Lunch (1 piece)
Lunch
150 mg/dL
avg. peak value
Usually causes a medium spike
Avg. Food Score on Ultrahuman App
Ultrahuman Users got an UNSTABLE response
How to consume Lunch without glucose spikes
Portion Control
Start by reducing your portion sizes. Eating smaller portions can help prevent a large spike in glucose levels.
Balance Your Plate
Include a mix of proteins, fats, and carbohydrates in your meal. Proteins and healthy fats can slow down the absorption of carbohydrates.
Choose Whole Grains
Opt for whole grains like quinoa, barley, or bulgur instead of refined grains. These have a more gradual impact on blood sugar levels.
Incorporate Vegetables
Add plenty of non-starchy vegetables such as leafy greens, broccoli, and bell peppers to your lunch. These are low in carbohydrates and high in fiber.
Add Legumes
Include beans, lentils, or chickpeas in your meal.

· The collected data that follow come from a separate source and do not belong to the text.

PR #5173, opened 2017-10-05
Retry boulder-fetch.sh to prevent test failures

bmw:
Prevents issues like the one seen at https://travis-ci.org/certbot/certbot/jobs/282923098.


bmw:
Darn. This function is available to our own scripts. New solution incoming.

They are rich in fiber and protein, which can help to stabilize blood sugar levels.
Lean Protein Sources
Include lean protein sources such as chicken, turkey, tofu, or fish. Protein can help to mitigate glucose spikes.
Healthy Fats
Add sources of healthy fats like avocados, nuts, or seeds. These can help slow the digestion process and keep blood sugar levels stable.
Avoid Sugary Beverages
Drink water or unsweetened beverages instead of sugary drinks, which can cause rapid increases in blood sugar.
Mindful Eating
Eat slowly and mindfully, allowing your body time to process the food and signal when you are full.
Post-Meal Activity
Consider taking a short walk after lunch. Physical activity can help lower blood sugar levels.
Consistent Meal Timing
Try to eat your meals at the same time each day to help your body maintain a steady blood sugar level.